The Open Dosa

Consuming the Ordinary Differently

In these Spaces, with these Women

Anna Lynn Tom on reading Sharanya Manivannan’s The High Priestess Never Marries.
Picture credits: Amazon India

Picture credits: Amazon India

Inhabiting these spaces, these women

Today, I’ll tell you about the book. Today, I’ll warn you about the stories. They’ll haunt you if you’re a woman. They’ll tear open your fierce love for freedom. They’ll leave you wanting. Yearning. To be them.

Because Sharanya Manivannan weaves little vines around her women. She creates vignettes of her characters so that they build a nest of spirited comfort around themselves. In her carefully composed collection of stories, her women are the Rasathis of their longing. Of their Love. Of their Consequence. Just as the cover page declares. And sometimes it (this Love, this Consequence) will get so intense that you’ll have to put the book down. And cook.

Yes. Cook. Put bitter gourd in spice. Let it simmer and sizzle into a fry. Then pour the sweetened jaggery syrup over the crispy brown bitterness. And feed them. Feed the men and the women you love. Like Manivannan does. Through her women.

Ammai gave this book to me. If she read the little bits I mull over to write here, she’ll tell me to go to confession. But there’s another part of her that I know. A part that we inhabit like the women in Manivannan’s stories. Some like Ammai choose to marry. Some, like me, hope not to.

Once, when I was a child, I wanted to marry my God. An awakening of some kind changed that wish into something more guilt-drenched, perhaps like Antara’s in “Afternoon Sex”.  But even in those moments, “Ancestress” is not far away from my mind. In it, she will marry her goddess. And in my thought will be another wish. A guilt-drenched yearning for a goddess in the world I inhabit.

Picture credits: Anna

Picture credits: Anna

Sometimes I think it could be N. She is also a Manivannan woman. “In Guilt and the Gandhi Quartet”, an unnamed woman’s stomach stirs at the sight of a monkey with its tail a question mark in the air. The unnamed woman cries. She tells her gay friend that it reminds her of a gesture. Of Gorging On Grief. In that tiny moment, N is my unnamed woman.

There is a rhythm to our sadness. Like the Oppari singers in “Conchology”. There is a sadness to our togetherness. Like the woman who knows the sadness of foreknowledge in “Corvus”. There is a togetherness in our walking. Like Inanna and Lilitu of “The Huluppu Tree.”

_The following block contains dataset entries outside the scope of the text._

PR #138, opened 2016-07-01
Bring v0.2 down into master

eciramella-r7:
To prevent confusion and speed adoption, bringing v0.2 down into master.


bcall-r7:
ship it

PR #139, opened 2016-07-02
Add information around versioning/branching

erran-r7:
Thoughts @jmanero-r7 @athompson-r7 @bcall-r7?


athompson-r7:
The language seems fine to me.

PR #153, opened 2016-07-12
Fix #152 - Add support for the Metadata CloudFormation template section

### LINKED ISSUE #152: Add support for Metadata to template
See also [Metadata](http://docs.aws.amazon.com/AWSCloudFormation/latest/UserGuide/metadata-section-structure.html).

As I was working on #151 I realised we don't actually support the CloudFormation Metadata section for templates. We should add this and make sure we label it as a "resource dependent change".

erran-r7:
Fix #152.

# After
```ruby
require 'convection'

module Templates
  VPC = Convection.template do
    description 'A dummy VPC to demo.'

    # metadata key/value pairs can be defined using Template#metadata(KEY, VALUE)
    metadata 'Instances', {
      'Description' => 'Information about the instances'
    }

    ec2_vpc 'TargetVPC' do
      network '127.123.0.0/16'
      subnet_length 24
      enable_dns

      with_output
    end
  end
end
```


bcall-r7:
Ship it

But we are sole creatures even in love. We crave our aloneness and we will not empathize with pain in the people who try to make us their own. And then, at that time, our song of comfort will be the Earth – and her children. At that time, we will be “The High Priestess Who Never Marries.”

If you ask me who I am – Who I want to be, I will say Arundhati. I love every woman in her stories, but none like Arundhati. I love that she belongs to a small God. I love that she’s married to the pacifist husband. I love her two little girls who sleep in the bedroom with their parents. Because Arundhati and Shravan believe that a library is more important than privacy.

I love her most of all for stealing to the orchard – before her marriage – and weeping. Unleashing salty tears as she bit into the first mango of the orchard she planted. Arundhati will cry again as the “Cyclone Crossing” leaves a ravaged land of broken trees and broken old love. But she will nurse them back –  like the mother she is.

When I go to meet my girls, I will tell S that I want a baby. We will be at Truffles as the wind blows our hair. We will hold our city the way Manivannan’s women hold their places. Sri Lanka. Chennai. Auroville. S will be going to Pondicherry the next day. She’ll smile at me and kiss my palm. She will say, Yes baby, we will. One day – after we’re 32 and still single. We will both be thinking of our pact.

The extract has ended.